Let $G = (V, E)$ be a simple, undirected, unweighted graph on $n$ nodes (all uses of the word "graph" in this question refer only to graphs with these properties). Define its Laplacian as \begin{equation} L(G) = D(G) - A(G), \end{equation} where $D(G)$ and $A(G)$ are, respectively, the degree and adjacency matrices associated with $G$.
The second-smallest eigenvalue of $L(G)$, often denoted $\lambda_2(L(G))$ or simply $\lambda_2$ when $G$ is understood, was termed its algebraic connectivity by Fiedler in seminal work $[1]$ which showed that a graph $G$ is connected if and only if $\lambda_2 > 0$.

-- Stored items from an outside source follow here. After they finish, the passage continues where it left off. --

PR #1924, opened 2017-04-04
Replacing OppositionGroup with Opposition Tribe v1.0

GriffonSpade:
Please test and give feedback.
[Associated Thread: Replacing OppositionGroup with Opposition Tribes](https://www.servuo.com/threads/replacing-oppositiongroup-with-opposition-tribes.7002/)
[Source Branch](https://github.com/GriffonSpade/ServUO/tree/OppositionTribe-1.0)
Opposition Tribes V1.02 replaces OppositionGroup's systemic functionality.
Uses a simple TribeType switch and target's TribeType check.

BaseCreature:
-Changed Replaced functioning OppositionGroup with Opposition Tribes in Core.TOL check:
--Added enum TribeType
---Added GrayGoblin, GreenGoblin TribeTypes
--Added public virtual bool Tribe
--Added public virtual bool IsTribeEnemy()
--Added IsTribeEnemy() check in IsFriend() and IsEnemy()
-Deprecated OppositionGroup usage in !Core.TOL check in IsFriend() and IsEnemy()

Other:
-Added Tribe to Goblins 
-Removed Erroneous OppositionGroup from Goblins
-Fixed Savage Riders are always male
-Fixed Savage Shamans are always female
-Fixed Goblin names uncapitalized and articled, corpse name articles fixed

### DIFF
--- a/Scripts/Mobiles/Normal/BaseCreature.cs
+++ b/Scripts/Mobiles/Normal/BaseCreature.cs
@@ -1009,7 +1009,7 @@ namespace Server.Mobiles
         // Tribe Opposition stuff
         public virtual TribeType Tribe{ get{ return TribeType.None ; } } // What opposition list am I in?
 
-        private bool IsTribeEnemy(Mobile m)
+        public virtual bool IsTribeEnemy(Mobile m)
         {
             // Target must be BaseCreature
             if (!(m is BaseCreature))
@@ -1063,9 +1063,21 @@ namespace Server.Mobiles
 
 		public virtual bool IsFriend(Mobile m)
 		{
-			if (Tribe != TribeType.None && IsTribeEnemy(m))
+			if (Core.TOL)
 			{
-				return false;
+				if (Tribe != TribeType.None && IsTribeEnemy(m))
+				{
+					return false;
+				}
+			}
+			else
+			{
+				OppositionGroup g = OppositionGroup;
+
+				if (g != null && g.IsEnemy(this, m))
+				{
+					return false;
+				}
 			}
 
 			if (!(m is BaseCreature))
@@ -1143,9 +1155,21 @@ namespace Server.Mobiles
 				return a.IsEnemy(m);
 			}
 
-			if (Tribe != TribeType.None && IsTribeEnemy(m))
+			if (Core.TOL)
 			{
-				return true;
+				if (Tribe != TribeType.None && IsTribeEnemy(m))
+				{
+					return true;
+				}
+			}
+			else
+			{
+				OppositionGroup g = OppositionGroup;
+
+				if (g != null && g.IsEnemy(this, m))
+				{
+					return true;
+				}
 			}
 
 			if (m is BaseGuard)
--- a/Scripts/Mobiles/Normal/BaseCreature.cs
+++ b/Scripts/Mobiles/Normal/BaseCreature.cs
@@ -1021,14 +1021,14 @@ namespace Server.Mobiles
 
             switch(Tribe)
             {
-                case TribeType.Terathan: return (c.TribeType == TribeType.Ophidian);
-                case TribeType.Ophidian: return (c.TribeType == TribeType.Terathan);
-                case TribeType.Savage: return (c.TribeType == TribeType.Orc);
-                case TribeType.Orc: return (c.TribeType == TribeType.Savage);
-                case TribeType.Fey: return (c.TribeType == TribeType.Undead);
-                case TribeType.Undead: return (c.TribeType == TribeType.Fey);
-                case TribeType.GrayGoblin: return (c.TribeType == TribeType.GreenGoblin);
-                case TribeType.GreenGoblin: return (c.TribeType == TribeType.GrayGoblin);
+                case TribeType.Terathan: return (c.Tribe == TribeType.Ophidian);
+                case TribeType.Ophidian: return (c.Tribe == TribeType.Terathan);
+                case TribeType.Savage: return (c.Tribe == TribeType.Orc);
+                case TribeType.Orc: return (c.Tribe == TribeType.Savage);
+                case TribeType.Fey: return (c.Tribe == TribeType.Undead);
+                case TribeType.Undead: return (c.Tribe == TribeType.Fey);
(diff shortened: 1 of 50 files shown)


kevin-10:
Why not just keep the name as OppositionGroup, or rename it to OppositionType?  I don't want folks to get it confused with Eodon Tribes, which have their own set of opposition rules.  

The tuple and dictionary are somewhat redundant upon themselves.  You can use a simple switch statement and remove the need for the tuple and dictionary.  Here would be an example in IsTribeEnemy function:

               ```
private bool IsTribeEnemy(Mobile m) // I would prefer to keep it as IsOpposition
		{
			BaseCreature bc = m as BaseCreature;
			
			// this only applies BaseCreature vs. BaseCreature
			if(bc == null)
				return false;
			
			TribeType type = bc.Tribe;
			
			switch(Tribe)
			{
				case TribeType.None: return false; // this shouldnt happen as its already handled
				case TribeType.Terathan: return type == TribeType.Ophidian;
				case TribeType.Ophidian: return type == TribeType.Terathan;
				case TribeType.Savage: return type == TribeType.Orc;
				case TribeType.Orc: return type == TribeType.Savage;
				case TribeType.Fey: return type == TribeType.Undead;
				case TribeType.Undead: return type == TribeType.Fey;
				case TribeType.GrayGoblin: return type == TribeType.GreenGoblin
				case TribeType.GreenGoblin: return type == TribeType.GrayGoblin;
			}
		}
```

**Comment by kevin-10** [comment]
Also, instead of editing tons of files, you can alleviate some of this.  Undead and Fey opposition groups actually belong to their own slayer groups, so using the superslayer lists already described can save some time.  In BaseCreature.cs, you can have the virtual property check for one of these two types of creatures, and if not, will return the default of none.  Of course, overriding this for hte other opposition groups will remove this functionality.

		public virtual TribeType Tribe 
		{
			get
			{
				if(Array.IndexOf(SlayerGroup.Groups[1].Super.Types, GetType()) > -1)
					return TibeType.Undead;
				
				if(Array.IndexOf(SlayerGroup.Groups[6].Super.Types, GetType()) > -1)
					return TibeType.Fey;
				
				return TribeType.None;
			}
		}

**Comment by GriffonSpade** [comment]
The point of the dictionary is to frontload most of the work so that it needn't be done every time.

Equivocating slayer groups and opposition is absolutely untenable. Not only are there not slayer groups for each of them, there can be additions and exceptions.

I've been able to find ZERO information about eodon tribe interactions. Do they all attack each other? If so, that would actually make the dictionary even better for that. It would be quite simple to add them all.

**Comment by kevin-10** [comment]
I believe its the barrab tribe and myrmidex that attack the other tribes, and vice versa.  They will attack players who are of the opposite tribe vs. britannian allegience.  All this is handled in their IsEnemy function so it wouldnt be feesable to add it to the opposition system.

**Comment by kevin-10** [comment]
Fey and undead are the only groups that would mirror the slayer lists.  But yea, using the switch statement requires the same realtime checks, without having to front load any data.  Basically all it's doing is comparing one enum element to the other.

**Comment by GriffonSpade** [comment]
Fey and Undead are one of the main reasons why we can't mirror the slayer lists. 

There are 'dark' fey that pop up with undead creatures. 

And it may not be appropriate to include all undead slayers as undead opposition, as they may be uninvolved or isolated.
It may also be appropriate for non-undead to be in the undead opposition, like necromancer types and shadow-creatures.

File: Scripts/Mobiles/Normal/BaseCreature.cs [hunk 1]
```diff
@@ -993,6 +1006,33 @@ public virtual void BeginFlee(TimeSpan maxDuration)
         public virtual OppositionGroup OppositionGroup { get { return null; } }
         public virtual bool IsMilitiaFighter { get { return false; } }
 
+        // Tribe Opposition stuff
+        public virtual TribeType Tribe{ get{ return TribeType.None ; } } // What opposition list am I in?
+
+        private bool IsTribeEnemy(Mobile m)
```
Vorspire: Why is this private?

GriffonSpade:
@Vorspire The issue with OppositionGroup is that it's not an enum, it's an ArrayList containing both oppositions, each of which is a list containing all the members of that opposition. 
It first checks which opposition the creature is on by scanning every member of both opposition lists until it finds it and assigns its group. Then it checks which opposition the target is on by scanning every member of both the first creature's opposition lists until it finds it and assigns its group. (including invalid) It then returns false if either are invalid or they are equal.
I think it may be the most obtuse and convoluted way to be done.

My system by comparison assigns each opposition an enum tribe.
It first checks if the target is a player and returns false if it is. Then it enters a switch that picks the creature's current tribe, and returns false if the target is not in the creature's opposition's enemy opposition.
It requires no lists of opposition members and can easily be changed to support multiple enemy oppositions for each given opposition. (Including adding a dictionary)

As for IsTribeEnemy() being private, my only defense is that it was 3-4 AM when I wrote that.

Otherwise, I've taken your statement to heart to create a Core.TOL check to use IsEnemyTribe() instead of OppositionGroup.IsEnemy(), and contain the latter in the else.

I did not readd the SavagesAndOrcs oppositiongroup back to the goblins because it's copy-pasta: Goblins have their own thing against each other, and no such oppositiongroup exists as of right now.

Vorspire:
I definitely agree with your rewrite more than the old way of doing it, if both systems are functionally the same, I don't see why we can't phase out the OppositionGroups over time now. It's just a bit much to to throw out a (quite large) breaking change without warning hehe.

kevin-10:
I was going to suggest simply rename your enum to OppositionGroup, and remove all the existing OppositionGroup stuff for compatibility, however IsEnemy references an instance of OppositionGroup so that wont work!

GriffonSpade:
Yeah, it would also be a hard error for any custom OppositionGroup stuff that way. And let's not forget the weirdness that both the type and value are both called OppositionGroup, lol. Messing with OppositionGroup is a real head-banger. Plus the new one isn't really an Opposition 'group', since it's a single opposition instead of two :P. Best to leave OppositionGroup as-is, and transition to something new.

Issue #3204, opened 2018-03-06
Vendor Search Bug


BugBot:
Go into a town, click on Vendor Search, and leave town with the menu up.

You can go into other facets, like Ilshenar, and still search vendors. You can also create maps and teleport out of these areas.

On real UO the second you recall, use a teleporter, or a moongate, all vendor search menus go away.

IF when you try to do anything within the menu, search, ect, it will give you this message if not in a guarded town or house.
[ATTACH=full]11051[/ATTACH]

Also it "acts" like a recall spell but should not actually check for LRC or reagents.

Reported By: Tasanar
Report Thread: http://servuo.com/threads/vendor-search-bug.9088/

PR #3228, opened 2018-03-20
Validate vendor search use upon gump response

DarkLotus:
Add a new validation check in the gump response handler for any button but exit. not OSI perfect as gump stays open when you leave a safe area, but solves the exploit potential re #3204


Tasanar:
The problem is here:

https://www.servuo.com/threads/vendor-search-bug.9088/

Tested on EA vs ServUO. Much more open to exploit on ServUO as EA will prevent you from using the menu, outside of town.

PR #3235, opened 2018-03-22
fixs.

Argalep:
* VvV Chat notification fix. (add MessageLocalizedAffix EC Support)
* the position of the items in the bag of the deceased character is deleted.
* EC Spell Cast Crash Fix.

### DIFF
--- a/Scripts/Items/Consumables/BankCheck.cs
+++ b/Scripts/Items/Consumables/BankCheck.cs
@@ -213,7 +213,7 @@ namespace Server.Items
 					"",
 					AffixType.Append,
 					String.Concat(" ", m_Worth.ToString()),
-					"")); // A bank check:
+					"", false)); // A bank check:
 		}
 
 		public override void OnDoubleClick(Mobile from)
--- a/Scripts/Items/Consumables/TreasureMap.cs
+++ b/Scripts/Items/Consumables/TreasureMap.cs
@@ -897,7 +897,7 @@ namespace Server.Items
                         "",
                         AffixType.Append,
                         String.Format(" completed by {0}", m_CompletedBy == null ? "someone" : m_CompletedBy.Name),
-                        ""));
+                        "", false));
             }
             else if (m_Decoder != null)
             {
--- a/Scripts/Items/Tools/Spyglass.cs
+++ b/Scripts/Items/Tools/Spyglass.cs
@@ -41,8 +41,8 @@ namespace Server.Items
         {
             from.LocalOverheadMessage(MessageType.Regular, 0x3B2, 1008155); // You peer into the heavens, seeking the moons...
 
-            from.Send(new MessageLocalizedAffix(from.Serial, from.Body, MessageType.Regular, 0x3B2, 3, 1008146 + (int)Clock.GetMoonPhase(Map.Trammel, from.X, from.Y), "", AffixType.Prepend, "Trammel : ", ""));
-            from.Send(new MessageLocalizedAffix(from.Serial, from.Body, MessageType.Regular, 0x3B2, 3, 1008146 + (int)Clock.GetMoonPhase(Map.Felucca, from.X, from.Y), "", AffixType.Prepend, "Felucca : ", ""));
+            from.Send(new MessageLocalizedAffix(from.Serial, from.Body, MessageType.Regular, 0x3B2, 3, 1008146 + (int)Clock.GetMoonPhase(Map.Trammel, from.X, from.Y), "", AffixType.Prepend, "Trammel : ", "", false));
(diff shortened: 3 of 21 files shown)


Argalep:
I wanted to disrupt the commonly used functions. When I check, they are not a problem for the EC client. I thought we could use SendLocalizedMessageECSupport in messages to be affixed.

Vorspire:
More named methods just adds bloat, why can't the normal methods just be changed to detect EC capability on the netstate the packet is being sent to, like everything else?

kevin-10:
This packet is called from Mobile.cs so passing the netstate variable in would be easy.

kevin-10:
@Vorspire , the problem is for the way this packet is sent some of the times, is when the packet is sent its set static and sent to all the looped net states in range (IE PublicOverheadMessage), therefore passing in a net state argument wouldn't be possible at that point.  Maybe set a  separate packet for the EC clients (would be null until a EC client is found in the loop):

`public void PublicOverheadMessage(
			MessageType type, int hue, int number, AffixType affixType, string affix, string args, bool noLineOfSight)
		{
			if (m_Map != null)
			{
				Packet ccp = Packet.Acquire(new MessageLocalizedAffix(m_Serial, Body, type, hue, 3, number, Name, affixType, affix, args));
				Packet ecp = null;

				var eable = m_Map.GetClientsInRange(m_Location);

				foreach (NetState state in eable)
				{
					if (state.Mobile.CanSee(this) && (noLineOfSight || state.Mobile.InLOS(this)))
					{
						if(state.IsEnhancedClient)
						{
							if(ecp == null)
							{
								ecp = Packet.Acquire(new MessageLocalizedAffix(state, m_Serial, Body, type, hue, 3, number, Name, affixType, affix, args));
							}
						}
						else
						{
							state.Send(ccp);
						}
					}
				}

				Packet.Release(p);

				eable.Free();
			}
		}`

Also, create an overload MessageLocalizedAffix constructor to avoid editing tons of calls, and pass in the netstate arg where issues arrise in the future. EC functionality shouldn't be forced unless its for an EC client:

`public MessageLocalizedAffix(
				Serial serial,
-            	int graphic,
-            	MessageType messageType,
-            	int hue,
-            	int font,
-            	int number,
-            	string name,
-            	AffixType affixType,
-            	string affix,
-            	string args)
-            	: this(null, 
					serial, 
					graphic, 
					messageType, 
					hue, 
					font, 
					number, 
					name, 
					affixType, 
					affix, a
					rgs)
-        	{
			}
			
			public MessageLocalizedAffix(
				NetState state,
				Serial serial,
-            	int graphic,
-            	MessageType messageType,
-            	int hue,
-            	int font,
-            	int number,
-            	string name,
-            	AffixType affixType,
-            	string affix,
-            	string args)
-            	: base(0xCC)
-        	{
				if (name == null)
-            	{
-                	name = "";
-            	}
	-           if (affix == null)
	-           {
	-           	affix = "";
	-           }
	-           if (args == null)
	-           {
	-               args = "";
	-           }
	-
	-           if (hue == 0)
	-           {
	-           	hue = 0x3B2;
	-           }
-
-            	EnsureCapacity(52 + affix.Length + (args.Length * 2));
-
-            	m_Stream.Write(serial);
-            	m_Stream.Write((short)graphic);
-            	m_Stream.Write((byte)messageType);
-            	m_Stream.Write((short)hue);
-            	m_Stream.Write((short)font);
-            	m_Stream.Write(number);
-            	m_Stream.Write((byte)affixType);
-            	m_Stream.WriteAsciiFixed(name, 30);
-            	m_Stream.WriteAsciiNull(affix);
 
-            	if (state != null && state.IsEnhancedClient)
				{
					m_Stream.WriteLittleUniNull(args);
				}
				else
				{
					m_Stream.WriteBigUniNull(args);					
				}
			}`

Vorspire:
I would just implement the two different packets, as you say, instantiate them as they are needed. This is how caching is done for features like delta queue processing where you're sending a lot of information to multiple different clients. You don't have to pass a NetState argument because Mobile has a NetState property reference anyway.

Define Packets; p, p_ec;
foreach client, check EC support, instantiate appropriate packet, send it
end loop, release both p and p_ec.

Vorspire:
It's also worth noting that things like World.Broadcast do not call SendMessage (for example's sake), they re-implement SendMessage in a way that doesn't result in one packet being sent to everyone online. Anything that doesn't do this and calls MessageLocalized* or SendMessage, in a loop, is going to have more overhead.

Tasanar:
While the EC spell crash fix looks good I am not sure about the other stuff. Above my level.

kevin-10:
@Argalep can you close this, and just push through the EC spell crash fix. I'll have a fix for the localized message so we're not having to edit other files to accommodate it.  Thanks!

PR #3251, opened 2018-03-26
Update for Mono

Xeroxxx:
Removing "Compile.MONO.bat" there is no need to maintain this or use Mono on Windows.

Updated the Makefile to be inline with Windows "bat" files and Visual Studio.

There is no need to build the core with -debug for production use.

-debug is still an option for ServUO.MONO.exe -debug to enable script debugging


Xeroxxx:
https://www.servuo.com/threads/i-been-unable-to-install-server.7924/

Xeroxxx:
Will be merged/implemented with binary compatibility patch

PR #3253, opened 2018-03-27
Fixs.

Argalep:


kevin-10:
I am reverting this fix. I didn't notice the core edit to Mobile.cs. You are essentially moving all resists down one, which will cause major problems. Making Core edits for standalone systems is a bad idea. Please implement a way for the sphinix buffs without making edits to any existing code such as Mobile.cs and the AOSAttribute.

PR #3261, opened 2018-03-27
fix.

Argalep:
* ResistanceType order fix.
* SphynxFortune duplicate message fix.


kevin-10:
There needs to be a better way of implementing the sphynx buffs without editing the enums.

Argalep:
I thought it was a good idea. I'll be glad, if you help me.

Tasanar:
Is the client hard coded against having so many resists?

At this stage I don't know if UO would add more resists. Though we do have Chaos damage, ect.

If None is at the end it just allows us to reference it without doing anything?

PR #3267, opened 2018-03-28
* add Sphynx Fortune

Argalep:


Scripts/Services/Malas/Sphynx/SphynxFortune.cs
```diff
@@ -218,37 +213,41 @@ public static void StartTimer()
...
+                reader =>
+                {
+                    int version = reader.ReadInt();
 
-            for (int i = reader.ReadInt(); i > 0; i--)
-            {
-                Fountains.Add(new SphynxFortuneArray { Mobile = reader.ReadMobile(), Date = reader.ReadDateTime(), Type = (EnumType)Enum.Parse(typeof(EnumType), reader.ReadString()), TypeValue = (EnumTypeValue)Enum.Parse(typeof(EnumTypeValue), reader.ReadString()), Value = reader.ReadInt() });
-            }
+                    for (int i = reader.ReadInt(); i > 0; i--)
+                    {
```
kevin-10: Mobile = reader.ReadMobile()

If this mobile is null, will this cause any adverse effects?  players that are deleted prior to server restarted will be null upon server start.

PR #3284, opened 2018-04-02
Update Brightblade.cs

Tasanar:
Confirmed on real UO - This artifact should spawn with 255 durability.


Tasanar:
All the mining elementals, except the Dull Copper Elemental, are meant to drop 25 of their respected resources. Confirmed on real UO.

Also dull copper elementals do not drop the crystalline black rock. They are not considered "miners" elementals since they always spawned in the world. (I know shadow and golden do too but they still drop 25 each and the rare resources. Confirmed on real UO) They are still the only elemental that only drops 2 of their respected ore. All others drop 25.

PR #3292, opened 2018-04-03
Bug fixes

kevin-10:
- Fixed Tinker bods
- Added Energy pick for crimson/plat drakes
- Removed conflicting layer from Merchant Crew
- Fixed spells that cannot stack damage
- Fixed Stack Overflow
- Failed Pet Special Abilities and Area Effects no longer use mana
- Void Pool Context Menu selection is only available if you've visited teh void pool

### DIFF
--- a/Scripts/Services/BulkOrders/SmallBODs/SmallTinkerBOD.cs
+++ b/Scripts/Services/BulkOrders/SmallBODs/SmallTinkerBOD.cs
@@ -195,7 +195,6 @@ namespace Server.Engines.BulkOrders
             new Type[] { typeof(Clock), typeof(ClockRight), typeof(ClockLeft) },
             new Type[] { typeof(GoldRing), typeof(SilverRing) },
             new Type[] { typeof(GoldBracelet), typeof(SilverBracelet) },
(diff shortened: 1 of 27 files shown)


Scripts/Services/BulkOrders/SmallBODs/SmallTinkerBOD.cs
```diff
@@ -191,6 +195,8 @@ public override bool CheckType(Type itemType)
             new Type[] { typeof(Clock), typeof(ClockRight), typeof(ClockLeft) },
             new Type[] { typeof(GoldRing), typeof(SilverRing) },
             new Type[] { typeof(GoldBracelet), typeof(SilverBracelet) },
+            new Type[] { typeof(GoldBracelet), typeof(SilverBracelet) },
```
Argalep: duplicate ?

kevin-10: Good catch.

kevin-10:
No, a slight change in teh method where the creature chooses a dispel spell.

Tasanar:
So it could potentially still crash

For any fixed $n \in \mathbb{N}$, there are a finite number of graphs on $n$ nodes (without worrying about exactly how many distinct possible graphs there are, this number is clearly bounded above by $2^n$), and there are likewise a finite number of connected graphs on $n$ nodes. My question is the following.
Which simple, undirected, unweighted, connected graph on $n$ nodes minimizes the algebraic connectivity among all such graphs on $n$ nodes?
My suspicion is that the answer to this question is the path graph, thought I haven't been able to confirm this. It is known (e.g., from $[1]$) that the path graph on $n$ nodes has algebraic connectivity $\lambda_2 = 2\left(1 - \cos\frac{\pi}{n}\right)$, and I've done quite a few numerical experiments in generating graphs and trying to find one with a smaller value of $\lambda_2$, though I have not yet found such a graph for any value of $n$.
I've looked in Godsil and Royle, and while there was obviously plenty on connectivity of graphs, I couldn't seem to find the answer to this question. I've also done some Googling with search terms like "least connected graph" and "minimum algebraic connectivity of graphs," but that didn't turn anything up either.
[1] M. Fiedler, "Algebraic Connectivity of Graphs," Czechoslovak Mathematical Journal, 1973, vol. 23, no. 2, pp. 298-305.